Task to carry out
Output only the lines below that start at the line containing "Ideally we sign" and end at the line containing "DaevMithran: There are", with both ends kept.

Saved data entries
- - - - - - -
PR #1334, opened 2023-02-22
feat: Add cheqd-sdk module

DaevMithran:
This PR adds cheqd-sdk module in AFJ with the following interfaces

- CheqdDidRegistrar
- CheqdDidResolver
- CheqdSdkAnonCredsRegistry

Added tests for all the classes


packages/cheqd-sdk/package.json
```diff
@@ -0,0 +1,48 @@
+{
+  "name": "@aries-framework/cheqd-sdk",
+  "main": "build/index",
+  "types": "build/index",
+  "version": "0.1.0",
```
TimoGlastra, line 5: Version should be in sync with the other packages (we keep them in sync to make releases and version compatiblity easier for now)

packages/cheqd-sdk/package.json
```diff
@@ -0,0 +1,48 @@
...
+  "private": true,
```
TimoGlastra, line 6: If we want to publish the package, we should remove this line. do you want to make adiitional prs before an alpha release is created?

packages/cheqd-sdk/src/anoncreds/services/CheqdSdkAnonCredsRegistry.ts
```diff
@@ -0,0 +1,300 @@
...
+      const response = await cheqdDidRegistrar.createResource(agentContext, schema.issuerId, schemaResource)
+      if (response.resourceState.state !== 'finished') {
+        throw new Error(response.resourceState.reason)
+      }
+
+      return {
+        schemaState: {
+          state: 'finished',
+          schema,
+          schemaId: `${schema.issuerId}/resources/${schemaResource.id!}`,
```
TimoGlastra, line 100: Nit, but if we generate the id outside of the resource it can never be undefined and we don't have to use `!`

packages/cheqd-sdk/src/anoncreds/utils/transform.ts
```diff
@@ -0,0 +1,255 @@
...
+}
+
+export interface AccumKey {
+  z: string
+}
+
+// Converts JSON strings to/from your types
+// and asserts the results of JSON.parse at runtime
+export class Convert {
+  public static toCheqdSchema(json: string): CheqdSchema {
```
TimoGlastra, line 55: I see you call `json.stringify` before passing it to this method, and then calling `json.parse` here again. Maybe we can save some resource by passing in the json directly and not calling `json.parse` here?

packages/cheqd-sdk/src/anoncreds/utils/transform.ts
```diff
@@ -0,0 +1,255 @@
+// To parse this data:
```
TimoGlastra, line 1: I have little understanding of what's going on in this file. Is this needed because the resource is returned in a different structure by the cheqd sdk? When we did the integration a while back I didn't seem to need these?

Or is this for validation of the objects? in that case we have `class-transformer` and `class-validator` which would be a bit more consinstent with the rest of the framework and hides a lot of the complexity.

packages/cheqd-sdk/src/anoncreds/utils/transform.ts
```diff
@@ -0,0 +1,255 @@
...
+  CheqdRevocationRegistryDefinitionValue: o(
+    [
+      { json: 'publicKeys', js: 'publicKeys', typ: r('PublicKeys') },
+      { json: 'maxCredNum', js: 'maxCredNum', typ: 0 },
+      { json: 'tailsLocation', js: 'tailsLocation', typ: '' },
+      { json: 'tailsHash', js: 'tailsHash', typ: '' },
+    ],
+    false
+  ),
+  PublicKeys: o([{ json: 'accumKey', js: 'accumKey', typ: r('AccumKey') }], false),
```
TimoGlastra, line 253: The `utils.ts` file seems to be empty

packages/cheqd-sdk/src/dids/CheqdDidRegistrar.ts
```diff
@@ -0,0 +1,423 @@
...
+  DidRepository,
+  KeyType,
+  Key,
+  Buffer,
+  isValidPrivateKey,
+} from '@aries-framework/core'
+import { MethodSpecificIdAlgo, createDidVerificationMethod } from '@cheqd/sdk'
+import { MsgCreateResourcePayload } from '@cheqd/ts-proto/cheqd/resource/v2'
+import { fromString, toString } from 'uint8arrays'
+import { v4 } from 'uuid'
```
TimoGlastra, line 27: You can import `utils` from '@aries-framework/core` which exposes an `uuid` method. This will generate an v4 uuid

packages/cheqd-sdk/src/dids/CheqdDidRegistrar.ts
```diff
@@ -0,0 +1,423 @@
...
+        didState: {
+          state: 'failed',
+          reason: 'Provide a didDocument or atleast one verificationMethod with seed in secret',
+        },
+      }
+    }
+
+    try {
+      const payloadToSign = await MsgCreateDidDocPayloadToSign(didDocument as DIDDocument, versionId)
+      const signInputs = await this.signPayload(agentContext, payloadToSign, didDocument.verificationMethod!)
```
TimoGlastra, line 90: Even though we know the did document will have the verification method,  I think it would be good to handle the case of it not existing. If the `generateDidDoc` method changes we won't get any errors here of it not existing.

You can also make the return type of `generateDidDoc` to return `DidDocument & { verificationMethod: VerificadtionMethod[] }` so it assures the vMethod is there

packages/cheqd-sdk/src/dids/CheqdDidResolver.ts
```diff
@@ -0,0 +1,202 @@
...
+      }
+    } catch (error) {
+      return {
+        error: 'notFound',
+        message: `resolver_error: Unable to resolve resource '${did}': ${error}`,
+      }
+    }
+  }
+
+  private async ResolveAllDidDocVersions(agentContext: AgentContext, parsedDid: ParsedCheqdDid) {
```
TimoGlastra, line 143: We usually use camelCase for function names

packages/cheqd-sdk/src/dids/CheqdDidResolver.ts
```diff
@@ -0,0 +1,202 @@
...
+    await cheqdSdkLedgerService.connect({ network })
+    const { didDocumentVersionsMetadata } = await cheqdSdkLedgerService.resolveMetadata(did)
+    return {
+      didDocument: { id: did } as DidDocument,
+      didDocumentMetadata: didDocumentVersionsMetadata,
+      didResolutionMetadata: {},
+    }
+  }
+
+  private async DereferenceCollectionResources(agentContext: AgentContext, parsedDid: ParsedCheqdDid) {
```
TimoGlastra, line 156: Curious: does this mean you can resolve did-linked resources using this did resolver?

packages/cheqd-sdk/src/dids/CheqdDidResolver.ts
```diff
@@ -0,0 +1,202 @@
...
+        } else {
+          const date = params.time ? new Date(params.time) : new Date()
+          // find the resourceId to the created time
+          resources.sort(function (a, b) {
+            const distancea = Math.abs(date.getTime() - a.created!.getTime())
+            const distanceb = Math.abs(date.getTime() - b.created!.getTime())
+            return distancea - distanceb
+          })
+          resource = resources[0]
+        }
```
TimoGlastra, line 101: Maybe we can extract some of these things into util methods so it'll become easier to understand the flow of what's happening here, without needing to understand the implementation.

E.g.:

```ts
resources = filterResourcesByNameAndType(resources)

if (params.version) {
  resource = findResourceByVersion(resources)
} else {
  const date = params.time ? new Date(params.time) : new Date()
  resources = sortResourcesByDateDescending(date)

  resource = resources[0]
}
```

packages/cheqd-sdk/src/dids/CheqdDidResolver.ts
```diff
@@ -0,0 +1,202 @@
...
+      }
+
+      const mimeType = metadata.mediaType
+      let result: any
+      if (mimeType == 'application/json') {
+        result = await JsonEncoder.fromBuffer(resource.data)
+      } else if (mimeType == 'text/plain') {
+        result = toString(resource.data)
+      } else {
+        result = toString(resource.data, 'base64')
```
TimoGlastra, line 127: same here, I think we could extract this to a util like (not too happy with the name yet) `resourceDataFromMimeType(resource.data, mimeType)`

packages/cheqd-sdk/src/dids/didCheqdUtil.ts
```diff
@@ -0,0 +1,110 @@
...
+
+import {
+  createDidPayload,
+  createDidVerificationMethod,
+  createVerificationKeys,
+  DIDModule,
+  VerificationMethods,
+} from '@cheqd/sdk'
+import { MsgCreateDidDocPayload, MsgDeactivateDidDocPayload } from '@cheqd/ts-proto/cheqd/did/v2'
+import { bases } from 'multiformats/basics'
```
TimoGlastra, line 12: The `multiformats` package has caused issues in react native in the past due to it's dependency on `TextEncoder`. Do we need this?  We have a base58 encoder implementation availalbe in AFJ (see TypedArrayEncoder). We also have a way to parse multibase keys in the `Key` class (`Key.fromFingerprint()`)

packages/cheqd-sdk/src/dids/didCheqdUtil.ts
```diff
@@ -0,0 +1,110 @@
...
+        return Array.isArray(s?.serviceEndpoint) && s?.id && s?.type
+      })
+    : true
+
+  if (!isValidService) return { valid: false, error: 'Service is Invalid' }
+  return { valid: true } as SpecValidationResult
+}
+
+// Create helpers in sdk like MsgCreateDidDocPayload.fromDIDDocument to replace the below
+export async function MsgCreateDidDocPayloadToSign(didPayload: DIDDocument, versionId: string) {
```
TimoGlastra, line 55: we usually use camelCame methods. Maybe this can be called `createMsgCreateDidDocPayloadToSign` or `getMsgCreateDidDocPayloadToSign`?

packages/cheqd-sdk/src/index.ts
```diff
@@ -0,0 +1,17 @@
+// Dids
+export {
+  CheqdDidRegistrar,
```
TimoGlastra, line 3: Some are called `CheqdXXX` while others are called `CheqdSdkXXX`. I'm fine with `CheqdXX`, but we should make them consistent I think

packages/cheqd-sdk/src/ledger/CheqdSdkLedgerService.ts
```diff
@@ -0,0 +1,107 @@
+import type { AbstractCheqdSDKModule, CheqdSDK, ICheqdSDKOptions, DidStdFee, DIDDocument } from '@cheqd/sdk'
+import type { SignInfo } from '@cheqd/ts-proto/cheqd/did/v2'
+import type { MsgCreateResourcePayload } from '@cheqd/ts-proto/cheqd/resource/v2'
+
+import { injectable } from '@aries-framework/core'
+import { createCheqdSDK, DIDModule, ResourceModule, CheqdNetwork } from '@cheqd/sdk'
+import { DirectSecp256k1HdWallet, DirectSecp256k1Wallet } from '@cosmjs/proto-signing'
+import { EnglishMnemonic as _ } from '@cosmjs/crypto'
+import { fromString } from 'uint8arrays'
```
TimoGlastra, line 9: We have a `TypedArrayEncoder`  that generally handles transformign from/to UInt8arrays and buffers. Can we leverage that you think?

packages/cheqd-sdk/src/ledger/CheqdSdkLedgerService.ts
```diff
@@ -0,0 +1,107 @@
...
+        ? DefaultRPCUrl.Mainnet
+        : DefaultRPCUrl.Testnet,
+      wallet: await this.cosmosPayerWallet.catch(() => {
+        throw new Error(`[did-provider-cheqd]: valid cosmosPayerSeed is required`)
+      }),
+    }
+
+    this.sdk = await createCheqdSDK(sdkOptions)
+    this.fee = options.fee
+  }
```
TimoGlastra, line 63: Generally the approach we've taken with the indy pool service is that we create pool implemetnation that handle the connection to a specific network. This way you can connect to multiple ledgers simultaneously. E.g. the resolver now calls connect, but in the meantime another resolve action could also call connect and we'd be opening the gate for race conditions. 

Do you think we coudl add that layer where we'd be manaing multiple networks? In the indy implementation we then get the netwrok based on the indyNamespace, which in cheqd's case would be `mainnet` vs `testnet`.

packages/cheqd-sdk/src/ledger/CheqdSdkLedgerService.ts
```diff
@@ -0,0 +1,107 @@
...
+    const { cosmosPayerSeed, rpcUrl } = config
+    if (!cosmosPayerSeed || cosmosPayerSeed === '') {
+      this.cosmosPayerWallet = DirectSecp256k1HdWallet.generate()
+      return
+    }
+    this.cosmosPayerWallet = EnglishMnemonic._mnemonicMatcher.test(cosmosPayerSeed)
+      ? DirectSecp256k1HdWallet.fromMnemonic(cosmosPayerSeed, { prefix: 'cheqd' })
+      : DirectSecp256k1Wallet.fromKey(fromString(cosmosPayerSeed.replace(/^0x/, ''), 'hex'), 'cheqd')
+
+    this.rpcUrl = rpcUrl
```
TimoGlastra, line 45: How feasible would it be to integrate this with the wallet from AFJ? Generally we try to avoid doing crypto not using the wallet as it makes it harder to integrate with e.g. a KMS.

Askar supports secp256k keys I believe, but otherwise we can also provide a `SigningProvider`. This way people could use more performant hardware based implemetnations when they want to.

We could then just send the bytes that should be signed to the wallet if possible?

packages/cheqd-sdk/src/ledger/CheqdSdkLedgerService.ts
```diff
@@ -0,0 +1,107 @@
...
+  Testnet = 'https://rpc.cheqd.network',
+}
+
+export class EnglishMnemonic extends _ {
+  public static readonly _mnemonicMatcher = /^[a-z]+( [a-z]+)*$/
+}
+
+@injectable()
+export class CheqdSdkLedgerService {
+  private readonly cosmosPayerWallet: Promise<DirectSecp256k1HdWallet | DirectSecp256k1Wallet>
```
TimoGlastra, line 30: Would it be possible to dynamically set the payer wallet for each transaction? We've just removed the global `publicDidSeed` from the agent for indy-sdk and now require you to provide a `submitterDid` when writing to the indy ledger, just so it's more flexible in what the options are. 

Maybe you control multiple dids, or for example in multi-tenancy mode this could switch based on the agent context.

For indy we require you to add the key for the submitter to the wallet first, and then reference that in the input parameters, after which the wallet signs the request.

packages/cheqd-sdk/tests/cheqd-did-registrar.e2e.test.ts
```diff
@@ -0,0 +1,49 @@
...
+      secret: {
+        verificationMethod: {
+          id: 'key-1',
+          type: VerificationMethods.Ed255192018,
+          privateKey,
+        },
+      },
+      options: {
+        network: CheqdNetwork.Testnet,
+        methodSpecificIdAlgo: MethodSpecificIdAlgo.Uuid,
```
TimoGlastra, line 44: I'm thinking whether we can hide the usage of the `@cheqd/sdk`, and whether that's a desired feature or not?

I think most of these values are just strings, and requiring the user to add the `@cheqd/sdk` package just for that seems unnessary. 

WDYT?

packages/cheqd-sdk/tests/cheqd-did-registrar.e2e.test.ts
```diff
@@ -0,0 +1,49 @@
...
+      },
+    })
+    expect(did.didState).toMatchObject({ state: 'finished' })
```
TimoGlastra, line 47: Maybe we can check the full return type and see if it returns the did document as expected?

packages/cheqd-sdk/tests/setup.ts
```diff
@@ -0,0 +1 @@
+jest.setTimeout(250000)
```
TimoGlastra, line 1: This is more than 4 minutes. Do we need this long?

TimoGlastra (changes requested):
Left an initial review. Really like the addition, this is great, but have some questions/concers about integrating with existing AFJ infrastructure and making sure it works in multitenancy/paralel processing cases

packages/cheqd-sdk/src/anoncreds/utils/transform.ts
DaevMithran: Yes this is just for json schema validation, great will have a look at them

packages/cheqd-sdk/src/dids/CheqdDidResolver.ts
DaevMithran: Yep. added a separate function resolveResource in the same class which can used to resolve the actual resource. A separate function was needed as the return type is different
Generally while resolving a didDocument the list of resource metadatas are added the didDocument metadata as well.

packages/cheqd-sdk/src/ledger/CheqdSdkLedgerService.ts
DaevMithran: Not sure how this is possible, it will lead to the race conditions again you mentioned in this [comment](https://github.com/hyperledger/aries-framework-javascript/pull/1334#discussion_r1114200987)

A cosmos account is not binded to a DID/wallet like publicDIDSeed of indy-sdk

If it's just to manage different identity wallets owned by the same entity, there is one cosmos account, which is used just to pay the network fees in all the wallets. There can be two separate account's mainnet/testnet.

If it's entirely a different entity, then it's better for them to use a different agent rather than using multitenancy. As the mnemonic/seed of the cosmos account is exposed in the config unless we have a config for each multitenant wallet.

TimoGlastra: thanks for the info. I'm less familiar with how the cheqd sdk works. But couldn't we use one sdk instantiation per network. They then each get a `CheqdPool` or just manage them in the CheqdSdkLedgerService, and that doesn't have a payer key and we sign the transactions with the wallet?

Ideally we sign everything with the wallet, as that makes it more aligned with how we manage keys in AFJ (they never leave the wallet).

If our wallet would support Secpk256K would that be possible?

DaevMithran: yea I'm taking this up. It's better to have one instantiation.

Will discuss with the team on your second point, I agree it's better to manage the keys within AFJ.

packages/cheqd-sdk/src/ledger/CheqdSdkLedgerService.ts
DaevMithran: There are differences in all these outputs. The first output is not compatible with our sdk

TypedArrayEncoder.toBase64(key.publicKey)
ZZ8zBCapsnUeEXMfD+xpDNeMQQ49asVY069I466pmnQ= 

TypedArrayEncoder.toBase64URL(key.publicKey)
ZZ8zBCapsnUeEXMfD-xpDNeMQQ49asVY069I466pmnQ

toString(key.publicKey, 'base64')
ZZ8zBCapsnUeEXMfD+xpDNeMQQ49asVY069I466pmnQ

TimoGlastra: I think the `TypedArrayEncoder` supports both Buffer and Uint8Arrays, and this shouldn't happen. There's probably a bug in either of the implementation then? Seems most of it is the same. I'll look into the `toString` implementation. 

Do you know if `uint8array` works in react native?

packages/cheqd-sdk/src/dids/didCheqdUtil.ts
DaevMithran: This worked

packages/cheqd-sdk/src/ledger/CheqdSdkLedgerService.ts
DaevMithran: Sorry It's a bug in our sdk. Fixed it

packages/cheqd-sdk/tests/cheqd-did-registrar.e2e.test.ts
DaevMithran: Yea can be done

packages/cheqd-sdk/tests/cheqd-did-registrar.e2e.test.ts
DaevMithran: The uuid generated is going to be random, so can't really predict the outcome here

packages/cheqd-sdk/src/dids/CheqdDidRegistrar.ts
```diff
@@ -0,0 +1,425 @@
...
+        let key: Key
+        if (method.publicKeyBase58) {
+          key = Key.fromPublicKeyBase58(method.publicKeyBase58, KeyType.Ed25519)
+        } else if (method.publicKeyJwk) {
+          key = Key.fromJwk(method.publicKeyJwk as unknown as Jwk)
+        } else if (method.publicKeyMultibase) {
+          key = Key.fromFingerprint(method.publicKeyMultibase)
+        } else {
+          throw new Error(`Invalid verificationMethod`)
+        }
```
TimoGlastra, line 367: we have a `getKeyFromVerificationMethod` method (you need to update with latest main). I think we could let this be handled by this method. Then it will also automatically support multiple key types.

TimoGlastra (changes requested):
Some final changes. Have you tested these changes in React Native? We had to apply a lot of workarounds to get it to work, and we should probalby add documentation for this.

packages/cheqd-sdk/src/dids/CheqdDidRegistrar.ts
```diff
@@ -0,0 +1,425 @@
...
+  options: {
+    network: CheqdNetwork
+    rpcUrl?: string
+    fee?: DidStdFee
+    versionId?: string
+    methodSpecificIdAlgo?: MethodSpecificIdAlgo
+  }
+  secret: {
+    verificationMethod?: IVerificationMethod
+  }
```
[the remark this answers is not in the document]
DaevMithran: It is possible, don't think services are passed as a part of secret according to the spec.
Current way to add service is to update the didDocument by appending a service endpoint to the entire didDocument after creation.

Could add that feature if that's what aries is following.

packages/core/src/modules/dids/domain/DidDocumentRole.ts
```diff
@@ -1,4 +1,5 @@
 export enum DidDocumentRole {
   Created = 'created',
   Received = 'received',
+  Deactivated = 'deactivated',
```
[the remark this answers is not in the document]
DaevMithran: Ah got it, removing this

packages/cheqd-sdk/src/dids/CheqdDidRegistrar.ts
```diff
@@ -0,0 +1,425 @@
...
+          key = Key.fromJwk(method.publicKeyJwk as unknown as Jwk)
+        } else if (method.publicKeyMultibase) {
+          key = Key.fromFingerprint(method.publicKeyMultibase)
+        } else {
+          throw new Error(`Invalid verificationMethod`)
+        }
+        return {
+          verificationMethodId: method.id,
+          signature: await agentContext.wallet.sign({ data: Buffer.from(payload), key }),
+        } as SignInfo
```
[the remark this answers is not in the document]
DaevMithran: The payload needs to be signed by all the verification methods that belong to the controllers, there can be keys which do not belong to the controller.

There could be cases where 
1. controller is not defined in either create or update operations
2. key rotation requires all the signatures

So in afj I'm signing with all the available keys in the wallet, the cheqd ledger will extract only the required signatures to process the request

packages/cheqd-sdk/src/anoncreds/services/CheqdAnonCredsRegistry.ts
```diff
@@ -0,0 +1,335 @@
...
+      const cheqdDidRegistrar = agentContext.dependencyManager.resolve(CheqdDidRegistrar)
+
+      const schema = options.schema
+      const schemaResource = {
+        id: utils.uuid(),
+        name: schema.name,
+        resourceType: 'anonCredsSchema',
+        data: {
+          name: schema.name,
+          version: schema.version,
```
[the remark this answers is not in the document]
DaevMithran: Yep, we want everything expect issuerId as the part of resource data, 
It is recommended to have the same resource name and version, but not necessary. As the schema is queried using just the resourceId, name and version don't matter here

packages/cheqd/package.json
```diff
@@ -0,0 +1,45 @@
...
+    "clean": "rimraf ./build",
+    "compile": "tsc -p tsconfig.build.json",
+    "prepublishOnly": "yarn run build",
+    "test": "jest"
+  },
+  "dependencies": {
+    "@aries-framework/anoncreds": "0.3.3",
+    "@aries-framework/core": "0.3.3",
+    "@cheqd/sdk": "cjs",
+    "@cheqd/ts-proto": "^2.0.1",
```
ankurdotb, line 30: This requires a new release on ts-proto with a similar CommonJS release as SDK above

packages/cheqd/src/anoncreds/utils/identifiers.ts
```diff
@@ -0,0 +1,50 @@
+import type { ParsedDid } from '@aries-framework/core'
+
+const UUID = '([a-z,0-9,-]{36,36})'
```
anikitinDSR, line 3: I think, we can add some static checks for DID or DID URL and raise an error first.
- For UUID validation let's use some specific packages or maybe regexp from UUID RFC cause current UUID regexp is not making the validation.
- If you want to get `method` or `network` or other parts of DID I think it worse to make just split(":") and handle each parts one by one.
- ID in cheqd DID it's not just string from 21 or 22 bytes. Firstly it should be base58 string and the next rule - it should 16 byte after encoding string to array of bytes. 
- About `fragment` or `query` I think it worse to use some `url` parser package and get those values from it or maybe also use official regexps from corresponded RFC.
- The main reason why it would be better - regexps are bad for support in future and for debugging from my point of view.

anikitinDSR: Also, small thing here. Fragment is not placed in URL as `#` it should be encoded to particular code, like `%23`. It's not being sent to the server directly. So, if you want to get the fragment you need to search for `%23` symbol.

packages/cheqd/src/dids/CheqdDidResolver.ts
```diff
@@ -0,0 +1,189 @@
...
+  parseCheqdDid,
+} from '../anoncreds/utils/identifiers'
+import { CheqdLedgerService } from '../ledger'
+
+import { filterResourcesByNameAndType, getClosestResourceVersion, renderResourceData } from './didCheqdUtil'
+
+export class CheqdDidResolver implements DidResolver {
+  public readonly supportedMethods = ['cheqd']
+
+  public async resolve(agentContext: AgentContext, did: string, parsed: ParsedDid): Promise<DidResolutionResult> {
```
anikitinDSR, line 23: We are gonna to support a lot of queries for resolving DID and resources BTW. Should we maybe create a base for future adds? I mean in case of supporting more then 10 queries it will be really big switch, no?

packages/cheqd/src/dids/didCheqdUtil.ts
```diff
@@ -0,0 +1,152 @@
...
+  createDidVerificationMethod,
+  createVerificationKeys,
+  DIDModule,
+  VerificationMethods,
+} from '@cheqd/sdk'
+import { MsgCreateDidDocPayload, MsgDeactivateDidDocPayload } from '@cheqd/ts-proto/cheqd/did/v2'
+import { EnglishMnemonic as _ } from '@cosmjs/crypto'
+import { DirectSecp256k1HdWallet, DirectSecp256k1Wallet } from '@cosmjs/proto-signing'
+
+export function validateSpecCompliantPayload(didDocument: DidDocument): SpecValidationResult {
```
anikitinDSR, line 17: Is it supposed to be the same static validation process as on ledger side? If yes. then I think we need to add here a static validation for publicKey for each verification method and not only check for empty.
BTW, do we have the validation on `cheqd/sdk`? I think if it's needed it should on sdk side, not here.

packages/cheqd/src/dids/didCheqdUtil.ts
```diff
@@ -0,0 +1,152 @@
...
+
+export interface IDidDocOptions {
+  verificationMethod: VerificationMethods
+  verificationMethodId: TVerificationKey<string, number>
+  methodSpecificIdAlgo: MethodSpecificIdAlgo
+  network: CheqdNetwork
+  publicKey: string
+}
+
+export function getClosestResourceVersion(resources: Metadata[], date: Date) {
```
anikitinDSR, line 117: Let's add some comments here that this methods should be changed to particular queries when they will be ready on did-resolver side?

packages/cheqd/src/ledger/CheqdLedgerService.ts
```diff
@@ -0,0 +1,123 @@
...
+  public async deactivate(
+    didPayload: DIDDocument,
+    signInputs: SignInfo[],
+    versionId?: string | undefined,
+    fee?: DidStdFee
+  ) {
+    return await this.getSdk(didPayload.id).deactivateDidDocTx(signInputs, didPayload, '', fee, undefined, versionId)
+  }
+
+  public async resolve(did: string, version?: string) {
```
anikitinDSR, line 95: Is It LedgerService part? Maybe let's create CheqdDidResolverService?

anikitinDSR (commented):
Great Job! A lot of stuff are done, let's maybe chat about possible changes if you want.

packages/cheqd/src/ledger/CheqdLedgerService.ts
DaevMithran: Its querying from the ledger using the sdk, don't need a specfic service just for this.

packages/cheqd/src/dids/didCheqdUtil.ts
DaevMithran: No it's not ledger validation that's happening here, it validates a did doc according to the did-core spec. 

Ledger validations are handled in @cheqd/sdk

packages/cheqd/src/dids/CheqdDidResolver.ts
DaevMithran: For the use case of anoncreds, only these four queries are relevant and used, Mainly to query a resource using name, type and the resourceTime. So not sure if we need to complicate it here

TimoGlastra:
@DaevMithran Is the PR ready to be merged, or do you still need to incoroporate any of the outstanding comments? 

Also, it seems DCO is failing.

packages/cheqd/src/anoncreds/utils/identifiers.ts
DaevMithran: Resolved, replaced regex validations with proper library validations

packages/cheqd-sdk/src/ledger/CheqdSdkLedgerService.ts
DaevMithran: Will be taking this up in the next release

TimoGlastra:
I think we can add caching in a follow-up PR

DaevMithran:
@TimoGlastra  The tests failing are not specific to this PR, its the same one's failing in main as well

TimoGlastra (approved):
- - - - - - -
Solution for this problem
Ideally we sign everything with the wallet, as that makes it more aligned with how we manage keys in AFJ (they never leave the wallet).

If our wallet would support Secpk256K would that be possible?

DaevMithran: yea I'm taking this up. It's better to have one instantiation.

Will discuss with the team on your second point, I agree it's better to manage the keys within AFJ.

packages/cheqd-sdk/src/ledger/CheqdSdkLedgerService.ts
DaevMithran: There are differences in all these outputs. The first output is not compatible with our sdk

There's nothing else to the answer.